[[ Data records, beginning ]]
PR #313, opened 2020-04-13
account: Use custom setting to override faces

danigm:
This patch uses the org.gnome.desktop.interface.facesdirs
configuration to override the default faces dir.

https://phabricator.endlessm.com/T29718

### DIFF
--- a/gnome-initial-setup/pages/account/um-photo-dialog.c
+++ b/gnome-initial-setup/pages/account/um-photo-dialog.c
@@ -217,72 +217,72 @@ create_face_widget (gpointer item,
         return image;
 }
 
-static GSList *
+static GStrv
 get_settings_facesdirs (void)
 {
-        g_autoptr(GSettings) settings = NULL;
         g_autoptr(GSettingsSchema) schema = NULL;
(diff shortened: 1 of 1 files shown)


wjt:
We already have 256b0c09cdbfd81fdd5b59915a8d1e044bf83ead on this branch – it looks like the patch in this PR updates the implementation to match what's on https://gitlab.gnome.org/GNOME/gnome-initial-setup/-/merge_requests/60.

I left some feedback on that upstream MR. I don't think this change is necessary because the existing patch works:

Capture d’écran de 2020-04-15 15-57-22

andrunko:
> Exact same comments as the ones from [endlessm/gnome-control-center#217 (review)](https://github.com/endlessm/gnome-control-center/pull/217#pullrequestreview-393868144).
> 
> Specially about the potential issue when calling `g_list_store_append (faces, face_file);` from add_faces_from_dirs.

Ignore the above, comments clarified in the upstream PR.

danigm:
Okay, so we don't need this PR, I'll close the PR.

PR #962, opened 2017-08-11
Fixed an issue with md-autocomplete and added some additional functionality to it

petarpanicVIU:
- Fixed lost focus on input when the menu appeared with the results
- Added max-res prop which can be added to limit the number of results shown in the list
- Show dropdown menu when input receives focus (not just when typing)
- Added a possibility to set max-chars to 0 and show the list (not fetched, but list) immediately on input focus, with input being empty.
- Fix mdTablePagination.vue error because of which it did not compile (linter issue with unused var)
- Added max-res in the docs


pablohpsilva:
Holly shit! Thank you so much @petarpanicVIU 
That's an amazing work! :D

PR #971, opened 2017-08-15
Fix issues while mdPageOptions is false

VdustR:
hide the pagination label and assign currentSize as mdSize while mdPageOptions is false.

The issue:
peek 2017-08-15 10-45-ori

Fixed:
peek 2017-08-15 10-45


pablohpsilva:
Thank you @VdustR 
Simple and neat. Amazing!

PR #987, opened 2017-08-18
Update and fix dependencies

jbjorge:
You already mention in the readme that you want vue-material to be standalone and therefore bundle vue with it.
Would it be feasible to trust vue to not release breaking changes in minor/hotfix-updates? If so, I would be glad to have this merged to save some bandwidth and processing power with avoiding bundling two versions of vue.
I understand the notion of locking the version you're running internally, so if you discard this PR, no feelings will be hurt.

### DIFF
--- a/.npmignore
+++ b/.npmignore
@@ -1,0 +1,1 @@
+dist/docs/
--- a/package.json
+++ b/package.json
@@ -39,9 +39,7 @@
     "lint": "eslint --ext .js,.vue --fix src docs",
     "release": "bash build/release.sh"
   },
-  "dependencies": {
-    "vue": "^2.4.2"
-  },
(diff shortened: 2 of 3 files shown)


jbjorge:
Digging through the source, it turns out the library doesn't lock in the version, only the generation of docs do. DevDependencies need to be installed to generate docs anyway, so this can safely be merged without any breaking changes to users.
Do you want me to add a PR for separating out docs from the npm-module? (will shave off a whopping ~146 mb from the download)

jbjorge:
To sum up:
vue-material now...
* depends on Vue@^2.4.2 through devDependencies and peerDependencies instead of as a dependency
* is a ~3mb download from npm instead of 150mb

Issue #968, opened 2017-08-14
[mdStepper] stepHeader not clickable


githrdw:
### Steps to reproduce
1. Go to the stepper docs
2. The steps are not clickable (I think they are meant to be)

### Which browser?
Windows 10
Chrome, IE11, Edge, Firefox
Last Vue version 0.7.4

### What is expected?
When clicking on a step in the stepHeader the stepper have to jump to that step

### What is actually happening?
Nothing, not even an error

### Reproduction Link
[Stepper docs](http://vuematerial.io/#/components/stepper)

### Solution
When I change `@click="setActiveStep(step)"` into `@click.native="setActiveStep(step)"` it works.
@Morgul changed in [7daa66d](https://github.com/vuematerial/vue-material/commit/7daa66daa7b7cf0e117814f9f2f9f79f2c66c2c9) many `@click.native` to `@click` including the steppers'

pablohpsilva:
Hello @githrdw. How are you? :D 
I couldn't find any trace of the information that the steps are clickable on the [Material.io Documentation](https://material.io/guidelines/components/steppers.html#)

The steps are used to show a hint of what you're doing, but the flow is controlled by buttons.

I'm closing this issue for now, OK? If you find that it can be clickable, reopen this issue and let me know.

Thank you dude :D

githrdw:
@pablohpsilva Hi I'm fine, how about you?

You're right that the information is not in the documentation (yet?), but I'd rather look at the source.
In [mdStepper.vue](https://github.com/vuematerial/vue-material/blob/master/src/components/mdStepper/mdStep.vue) there is set an `@click` listener with the `setActiveStep`-function.
When I change `@click="setActiveStep()"` to `@click.native="setActiveStep(step)"` it works.
I think the maker of this stepper has thought about it but did not implement it?

githrdw:
And besides, it is described in the Material.io Documentation as ['Editable step'](https://material.io/guidelines/components/steppers.html#steppers-types-of-steps)

pablohpsilva:
I am great, thank you @githrdw :DD 

You're right. I totally missed it. We'll fix it ASAP

Samuell1:
Closing this issue as our focus is on the new 1.0.0 version.

PR #990, opened 2017-08-19
Fix clickable [mdStepper] header and added md-error

githrdw:
Hi @pablohpsilva, 
I think that I have found a solution for fixing the clickable header (in #968).
In addition to that, I compared the Material.io again and saw that vue-material doesn't support errors in the step.
So tried to fix that (with an md-error prop in the stepper) but I would not mind if you throw it away :P 
I'm still learning code so I hope you like it.


githrdw:
Screenshot of the email validation in mdStepper

stepper_validation

PR #992, opened 2017-08-21
Fixing bugs autocomplete

petarpanicVIU:
There was an issue with autocomplete when the input field was pre-filled before mounting the component. In that case, the input is still not visible or available, but the watcher is trying to update it. Simple null check prevents the errors from appearing.

Also another issue was that the list wasn't showing filtered if the value was pre-filled because there was a bug in checks for min-chars. It's now fixed.


pablohpsilva:
@petarpanicVIU , could you please check your PR again? 139 files to merge seems to be something wrong with this PR.

Thank you :)

petarpanicVIU:
@pablohpsilva Hey, I'm closing this PR and I've created a new one, which has only one file changed :)

PR #994, opened 2017-08-21
Enables md-raised class on md-button-toggle

JobJob:
Enables adding an "md-raised" class to "md-button-toggles" with
`<md-button-toggle class="md-raised md-primary">`

screenshot (see last line: "works with text too")

vue-material-toggle-buttons

I find it clearer to see the buttons, and it's opt in, so I don't think there's much downside.

Thanks for your work on this library btw!


pablohpsilva:
Thank you @JobJob ! :D

PR #1024, opened 2017-09-09
Has changed chat link from gitter to slack

gserrg:
Warning: readme.md in master already changed the link. There will be a conflict when  merged developer to maste


pablohpsilva:
That is true. Thank you for the warning @gserrg :D

Issue #414, opened 2017-01-28
 [mdCheckbox] Multiple md-checkbox, bound to the same Array


jgiovanni:
Is it possible to achieve multiple checkboxes, bound to the same array, like[ Vue's example ](https://vuejs.org/v2/guide/forms.html#Checkbox)currently? Or do we need to use the events? Can't seem to do this.
```
<input type="checkbox" id="jack" value="Jack" v-model="checkedNames">
<label for="jack">Jack</label>
<input type="checkbox" id="john" value="John" v-model="checkedNames">
<label for="john">John</label>
<input type="checkbox" id="mike" value="Mike" v-model="checkedNames">
<label for="mike">Mike</label>
<br>
<span>Checked names: {{ checkedNames }}</span>
```
```
new Vue({
  el: '...',
  data: {
    checkedNames: []
  }
})
```

marcosmoura:
Not right now, but this is a great improvement. I'm going to do it.

capttrousers:
Or an object, something like 
```
checkedNames {
"John" : false,
"Jim" : true,
"Jill" : false,
"Jack" : true
}
```

Okipa:
How would you manage to currently handle the checked checkbox values ?  
I tried to use the @change event but in case of a page by page survey (on page for a question), I have to collect the answers and to reload them if we go back on a question page. I am kind of stuck here ...

giovanniorigins:
@Okipa so far, I've managed to find a workaround by manually building the checkboxes like this
```html
<template v-for="(g, $index) in $root.genresList">
                       <!-- What we want to use... -->
                        <!--<md-checkbox :value="g.id" class="">{{g.name}}</md-checkbox>-->

                    <!-- What we have to use... -->
                        <div class="md-checkbox md-theme-default" :class="{ 'md-checked': contains('selectedGenres', g.id) }">
                            <div class="md-checkbox-container">
                                <input :id="'genreCheckA'+$index" type="checkbox" v-model="selectedGenres" :value="g.id">
                            </div>
                            <label class="md-checkbox-label" :for="'genreCheckA'+$index">{{g.name}}</label>
                        </div>
                    </template>
```
```javascript
data(){
  return {
    selectedGenres: [],
  }
},
methods: {
  contains(arr, string){
    return _.contains(this[arr], string);
  },
}
```

This way it has the functionality of regular vue checkboxes with vuematerial design

Okipa:
[...]

PR #1029, opened 2017-09-13
#414 Checkbox accept Array as v-model

jspies:
This adds the ability to use an Array in the v-model for MdCheckbox. It provides the same functionality as Vue's [basic input](https://vuejs.org/v2/guide/forms.html#Checkbox).

This is a requested feature documented here: https://github.com/vuematerial/vue-material/issues/414


pablohpsilva:
Nice! Thank you @jspies :D

PR #1078, opened 2017-10-10
md-select menu same width 

petarpanicVIU:
md-select's md-menu component was not using the full width of the md-select.

Now, there is a new prop that can be passed to md-select which is then passed to the corresponding md-menu and then allows the full width dropdown.


marcosmoura:
I'm sorry for taking so long to answer this. I'm focused on the new version.
Can you change this?

src/components/mdSelect/mdSelect.vue
```diff
@@ -65,7 +66,8 @@
       disabled: Boolean,
       placeholder: String,
       mdMenuClass: String,
-      mdMenuOptions: Object
+      mdMenuOptions: Object,
+      menuFullWidth: Boolean
```
marcosmoura: add the md prefix for this prop

petarpanicVIU:
@marcosmoura Fixed it :)

PR #1147, opened 2017-11-16
fix(MdTable): fix MdTable.hasValue not synced issue

### LINKED ISSUE #1146: Table selection doesn't work if the table model is empty initially
### Steps to reproduce

Try to select a row in the provided codepen. The data is loaded asynchronously after a 200ms delay to simulate an AJAX call.

### Which browser?

All

### What is expected?

Table rows should be selectable

Table rows can't be selected, the "default" cursor is shown instead of "pointer"

As a workaround you can add v-if to the table, so the initialization will be done after the data is retrieved, which isn't ideal, because the table header isn't visible also (see https://codepen.io/danyalex/pen/qVPrEN)

### Reproduction Link
https://codepen.io/danyalex/pen/WXZRZd

VdustR:
Related to #1146

fix #1146

After table values changed, the `MdTable.hasValue` was not updated.

* Adding a watcher to make `MdTable.hasValue` follow the computed `hasValue`.
* Declaring all `MdTable` properties in `data()` instead of some declarations in `provide()`.

### DIFF
--- a/src/components/MdTable/MdTable.vue
+++ b/src/components/MdTable/MdTable.vue
@@ -103,21 +103,31 @@
         }
       }
     },
-    data: () => ({
-      fixedHeaderPadding: 0,
-      hasContentScroll: false,
-      MdTable: {
-        items: {},
-        sort: null,
-        sortOrder: null,
-        singleSelection: null,
-        selectedItems: {},
-        selectable: {},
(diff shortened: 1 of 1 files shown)


marcosmoura:
Sounds good!

Issue #483, opened 2021-11-02
Game freezes after logo


BlueTigress07:
Every time I try to load Rabbids Go Home it shows the ubisoft logo and freezes on a black screen with no audio. After it sits for a bit, In the second window it says “ARM9: undefined instructions: 0xEA000075 PC=0x02004000” . This is the only game that does this

 I looked around for answers but couldn't find any fixes. Im not great with these sorts of errors so a slightly more detailed suggestion or fix would be greatly appreciated

zeromus:
Works fine for me. Stop using a million years old version of desmume or cheating or patching, or else make sure your rom isn't corrupted.

zeromus:
That's useful information, but then why do my notes from 3 years ago say it worked just fine for me?

Sukotto-1999:
Welp, the game crashes for me, maybe should add a commit to emulate this load precision or implement a cheat code to get it working

Sukotto-1999:
Okay, adjusting is complex. Just for now, you either use DS-Scene Rom Tool with my updated custom database or use action replay code for the game to work.

US:
5203CF18 E28DD02C
0203CF18 EB0F0878
D2000000 00000000
023FF100 E59D1000
E23FF104 00000030
E3510001 1A000003
E28F1010 E891001E
E5813000 E5824000
E28DD02C E12FFF1E
0218D5C4 0218D5CC
E3A05921 E3A04000
D2000000 00000000

EUR:
5203D108 E28DD02C
0203D108 EB0EFCBC
D2000000 00000000
023FF100 E59D1000
E23FF104 00000030
E3510001 1A000003
E28F1010 E891001E
E5813000 E5824000
E28DD02C E12FFF1E
0218DA4C 0218DA54
E3A05921 E3A04000
D2000000 00000000

rofl0r:
> The game runs 100 rom reads of 0x4000 bytes and times how long will it take. The loading time must take around 80000 and 88000 ticks (152 to 168ms) or the game will hang before the title screen.

do you know the actual time it takes with desmume ?

taxicat1:
> do you know the actual time it takes with desmume ?

It consistently takes 0x7E046 ticks on US and 0x7E050 on EU. Only *slightly* too fast.

[...]

PR #943, opened 2026-01-22
use @taxicat1's patch for rabbids go home

rofl0r:
a way less intrusive patch for the timing bug experienced with rabbids go home.

ref #483


rofl0r:
works fine in my tests. note that testing this requires removal of existing .dsv battery saves.

PR #947, opened 2026-02-01
Windows: Add configurable fullscreen hotkey F11

RedBlackAka:
Add a configurable toggle fullscreen hotkey for Windows under Tools, that is set to F11 by default, following common practice among other applications (especially emulators). The Linux GTK build seemingly already uses F11 anyways. Does not remove the ALT + Enter hotkey, for those who would like to continue using the old one.

### DIFF
--- a/desmume/src/commandline.cpp
+++ b/desmume/src/commandline.cpp
@@ -67,7 +67,7 @@ static const char* help_string = \
 "                            multipler; 1:256x192 (default), 2:512x384," ENDL
 "                            3:768x576, 4:1024x768, 5:1280x960" ENDL
 " --windowed-fullscreen" ENDL
-"                            Launches in windowed fullscreen (same as alt+enter)" ENDL
+"                            Launches in windowed fullscreen (same as F11)" ENDL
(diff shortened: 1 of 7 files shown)


rofl0r:
alt-enter is the standard fullscreen shortcut for a reason. linux/X11 window managers already use F11 to maximize windows, so depending on the window manager the keypress is either swallowed by the WM and never reaches SDL, or processed by each side with incompatible behaviour.

RedBlackAka:
Ahh alright. Do you want me to remove the change for SDL?

rofl0r:
> Do you want me to remove the change for SDL?

yeah. i don't  use the windows port myself, but i think its users wouldn't like their fullscreen hotkey no longer working either. so why not just stick with alt-enter anywhere?

RedBlackAka:
Will be done. Though Alt + Enter is not removed on Windows. This simply adds F11 in addition, which is the standard for fullscreen on Windows, making usage more intuitive for unfamiliar users (and helping my muscle memory lol)

PR #948, opened 2026-02-04
features_cpu.c: only check ARM features on ARM

pkubaj:
This currently breaks build for me on my ppc64le workstation.


rofl0r:
could you check whether upstream libretro has fixed the same problem differently? your patch is most likely wrong for other platform/arch combos like e.g. freebsd or even windows ARM, since the check_arm_cpu_feature function only gets compiled in `#if defined(__linux__) && !defined(CPU_X86)`, so a correct patch would need to have the same conditional in both spots.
[[ Data records, end ]]
Go through the listing above and copy each line in which the string "vuejs" is found.

Completed exercise =
Is it possible to achieve multiple checkboxes, bound to the same array, like[ Vue's example ](https://vuejs.org/v2/guide/forms.html#Checkbox)currently? Or do we need to use the events? Can't seem to do this.
This adds the ability to use an Array in the v-model for MdCheckbox. It provides the same functionality as Vue's [basic input](https://vuejs.org/v2/guide/forms.html#Checkbox).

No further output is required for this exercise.